EXERCISE REQUIREMENTS: Copies of all lines that contain "AsyncConsoleSink" are needed; take them from the data below.

RECORDS SHOWN:
PR #5005, opened 2023-12-27
Add support for writing managed logs to stdout

andrewlock:
## Summary of changes

Adds ~support~ experimental setting for writing managed logs to stdout/console

## Reason for change

For testing in particular, this simplifies various things

## Implementation details

Added a new sink

## Test coverage

Basic coverage

## Other details

Currently writes logs in the same format as the file logs. This means it likely isn't massively useful for customers (who will generally want JSON/custom templates) etc, but that isn't the target for now

APMSVLS-57 (@lucaspimentel)

PR #7160, opened 2025-06-30
Add support for writing managed logs to stdout

lucaspimentel:
## Summary of changes

Based on #5005. Adds _experimental_ setting for writing managed logs to stdout/console.

## Reason for change

Writing logs to stdout instead of a file is more convenient or required in certain situations:
- Testing
- Serverless or other environments without file system access

## Implementation details

- Add a new `AsyncConsoleSink : ILogEventSink` which buffers messages and writes them from a background thread.
- Add a new `SingleLineTextFormatter : ITextFormatter` which writes messages into a single line (including stack traces) and uses UTC timestamps.
- Add a new value for `DD_TRACE_LOG_SINKS`: `console-experimental` which uses the new console sink and text formatter.

## Test coverage

Add unit tests for `AsyncConsoleSink` and `SingleLineTextFormatter`.

## Other details

APMSVLS-57


tracer/src/Datadog.Trace/Logging/Internal/DatadogLoggingFactory.cs
```diff
@@ -30,57 +30,67 @@ internal static class DatadogLoggingFactory
...
             {
-                return false;
-            }
-
-            foreach (var value in array)
-            {
-                if (string.IsNullOrWhiteSpace(value))
-                {
-                    continue;
-                }
```
andrewlock, line 67: nit: You removed the fast path, seems good to keep it to me, as it avoids the `Trim()` allocation if it's not needed? 🤷‍♂️

tracer/src/Datadog.Trace/Logging/Internal/Sinks/AsyncConsoleSink.cs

TASK RESPONSE:
- Add a new `AsyncConsoleSink : ILogEventSink` which buffers messages and writes them from a background thread.
Add unit tests for `AsyncConsoleSink` and `SingleLineTextFormatter`.
tracer/src/Datadog.Trace/Logging/Internal/Sinks/AsyncConsoleSink.cs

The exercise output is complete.